Twin blasts targeting the Iranian embassy in Lebanon killed 23 people, including a diplomat — the attack highlighting the threat of a possible expansion of the conflict in Syria, fuelled by regional rivalries.
Two suicide bombers were apparently involved in the strike, which also injured 146, at the gates of the Iranian embassy in Beirut, in the morning hours on Tuesday.
The Lebanese website Al Manar reported that a suicide bomber riding a motorcycle was first to attack — his strike paving the way for a much larger car bombing. Casualties, caused by the detonation of nearly 100 kg of TNT inside the car, were particularity high, as large crowds had rushed to the site of the first attack to attend to the injured and the dead.
Television pictures caught bizarre scenes of the carnage — smoke rising from cars that were in flames, buildings which had their facades torn down; and on the roads littered with shattered glass, paramedics and bystanders struggling to attend to the scores who were wounded, and the dead.
Iran’s ambassador Ghazanfar Roknabadi acknowledged that his embassy had been attacked. In Tehran, Iran’s Foreign Ministry spokesperson, Marzieh Afkham said that “Iran’s cultural attaché has been severely injured and is in critical condition”.
But Lebanon’s Health Minister later announced that the Iranian diplomat had succumbed to injuries. Al Manar also reported that Yemeni ambassador to the Lebanon was lightly wounded in the strike.
Al-Qaeda group’s claim
A Lebanese-based al-Qaeda-linked group known as the Abdullah Azzam Brigades claimed responsibility for the double suicide attack.
Sheikh Sirajeddine Zuraiqat, the religious guide of the Brigades, said in a Twitter post that the group had carried out the strike.
“It was a double martyrdom operation by two of the Sunni heroes of Lebanon,” he wrote.
Southern Beirut is a stronghold of the Hizbollah, an Iran-backed militant group that is on the frontlines backing government troops in Syria.
Analysts say Tuesday’s attack could be in retaliation to the recent offensive that has been launched by Hizbollah-backed Syrian troops in the al-Qalamoun area — a strategic conduit close the Lebanon border through which anti-government militants and weapons are funnelled.
Iran’s Press TV reported that the Syrian army is on the offensive, having regained full control of the Qara town in the al-Qalamoun area.

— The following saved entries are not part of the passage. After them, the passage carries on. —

PR #1127, opened 2022-10-05
[connectivity] Only warn when failing to read features

jaredledvina:
If a Cilium installation doesn't have, for example the `cilium-config` configmap, this logic currently returns err all the way back and cancels the tests. I feel that a potentially easier setup here is to just warn when we fail but continue on with the other ways to detect features.

### DIFF
--- a/connectivity/check/features.go
+++ b/connectivity/check/features.go
@@ -310,19 +310,19 @@ func (ct *ConnectivityTest) detectFeatures(ctx context.Context) error {
 
 		err := ct.extractFeaturesFromConfigMap(ctx, ciliumPod.K8sClient, features)
 		if err != nil {
-			return err
+			ct.Warnf("Unable to read features from configmap: %v", err)
 		}
 		err = ct.extractFeaturesFromRuntimeConfig(ctx, ciliumPod, features)
 		if err != nil {
-			return err
+			ct.Warnf("Unable to read features from runtime config: %v", err)
 		}
 		err = ct.extractFeaturesFromNodes(ctx, ciliumPod.K8sClient, features)
 		if err != nil {
-			return err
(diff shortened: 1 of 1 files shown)


ldelossa:
Hello @jaredledvina 

The overall intent here is for the install process not to continue if we **known** its going to fail. I'm not sure continuing the installation is the right thing to do. 

Is there a concrete reason where this is useful? I'd assume if you encounter any of these fatals, you'd want to fix the causes in your environment, not continue on with the installation.

jaredledvina:
Hi @ldelossa ,

Very sorry for the delay in my response, the Thanksgiving holiday got the best of me. 

>Is there a concrete reason where this is useful? I'd assume if you encounter any of these fatals, you'd want to fix the causes in your environment, not continue on with the installation.

Sure, in our environments, we do not use the `cilium-config` configmap and instead just pass through all of the configuration as `arg`'s directly to the cilium-agent. As such, we don't have the configmap in our environment. With this change, the tests fail completely even though later on the feature are properly looked up from `extractFeaturesFromRuntimeConfig`. 

My intent with this change is that there's many ways features can be detected and we shouldn't fail the entire process just because one of them has failed. That said, if folks are amendable, I'd be happy to just limit this to warning on the configmap only. That might be the only feature check in here that might fail due to customization in an environment. Thanks for the review!

squeed:
Given that this PR has been sitting for almost a year, I'm going to close it. Feel free to reopen when ready.

jaredledvina:
👋 @squeed - I was simply waiting for a maintainer to get back to me. If folks upstream do not want this change, that's alright, I can maintain it in our fork. Thanks for taking a look!

squeed:
@ldelossa thoughts?

Issue #1125, opened 2022-10-05
[connectivity tests] ciliumPods isn't set, failing to wait for revision increment


jaredledvina:
## Bug report

With the latest version of the cli and when using the connectivity tests feature, there appears to not be any `ciliumPods` configured when we get to https://github.com/cilium/cilium-cli/blob/3235080feaa36fe30dd65f42c4261239efca1890/connectivity/check/policy.go#L58 such that this returns an empty map all the way back to https://github.com/cilium/cilium-cli/blob/3235080feaa36fe30dd65f42c4261239efca1890/connectivity/check/policy.go#L382. Later on, `waitCiliumPolicyRevisions` ends up not actually waiting for anything as the revisions list is empty here https://github.com/cilium/cilium-cli/blob/3235080feaa36fe30dd65f42c4261239efca1890/connectivity/check/policy.go#L422 . The clearest indication this is happening is that when running with `--debug` we never actually log https://github.com/cilium/cilium-cli/blob/3235080feaa36fe30dd65f42c4261239efca1890/connectivity/check/policy.go#L388 

I'm not sure when this broke or if it ever worked but, it does lead to racy test conditions. This is particularly noticeable when there's tests that should fail but pass as the test command is run _right_ before the cilium-agent processes the new CNP. 

**General Information**

- Cilium CLI version (run `cilium version`) `cilium-cli: 0.12.4 compiled with go1.19.1 on darwin/amd64` 
- Orchestration system version in use (e.g. `kubectl version`, ...): v1.21.9
- Platform / infrastructure information (e.g. AWS / Azure / GCP, image / kernel versions): AWS
- Link to relevant artifacts (policies, deployments scripts, ...): N/A
- Generate and upload a system zip: `cilium sysdump`: N/A

**How to reproduce the issue**

Right now, I'm manually adding `t.Debug` logs to verify that there's no ciliumPods but, the tests are racy and I can easily reproduce the issue when running them on a small cluster with other activity.

jaredledvina:
Of course I see the issue _after_ opening this. We need to have `k8s-app=cilium` setup such that it's detected here: https://github.com/cilium/cilium-cli/blob/3235080feaa36fe30dd65f42c4261239efca1890/connectivity/check/context.go#L474

PR #1128, opened 2022-10-05
[connectivity] Allow configuring cilium-agent pod selector

jaredledvina:
Closes https://github.com/cilium/cilium-cli/issues/1125

Currently, if you have deployed the `cilium-agent` and the pods do not have the label `k8s-app=cilium`, the tests fail to find the agent pods which doesn't completely break the tests but, avoids a lot of the automatic feature detection and some additional features. 

This PR adds another parameter to allow using a custom selector while sticking with the default `k8s-app=cilium` label.


tklauser (approved):
Thanks

PR #1131, opened 2022-10-06
Allow to delete cilium pods before connectivity tests

tklauser:
Add a `--delete-cilium-pod-on-nodes` flag to `cilium connectivity test` which will delete the Cilium pods from the specified nodes before running tests. On the specified nodes this will keep only the datapath plumbed, but no Cilium agent running.

This is implemented similar to the existing `cilium install --nodes-without-cilium` flag which will set up pod's nodeAffinity such that Cilium pods won't be scheduled on nodes with label `cilium.io/no-schedule`.

This serves to migrate the "chaos tests" currently part of Cilium in-tree tests to cilium-cli.

### DIFF
--- a/clustermesh/clustermesh.go
+++ b/clustermesh/clustermesh.go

In Damascus, the Syrian Information Minister Omran al-Zoubi blamed Saudi Arabia and Israel for the attack. His remarks mirrored the rivalry between Iran and its allies — Iraq, Syria and Hizbollah — and Saudi Arabia, which has spiralled in intensity and virulence in the aftermath of Syria’s externally-backed conflict.
Observers say Tuesday’s attack appears yet another attempt to drag Lebanon into the Syrian crisis.
In August, a series of car bombs targeted Hizbollah strongholds in southern Beirut.
In the same month, at least 50 people were killed when two car bombs went off outside mosques in Lebanon’s northern city of Tripoli, close to the border with Syria.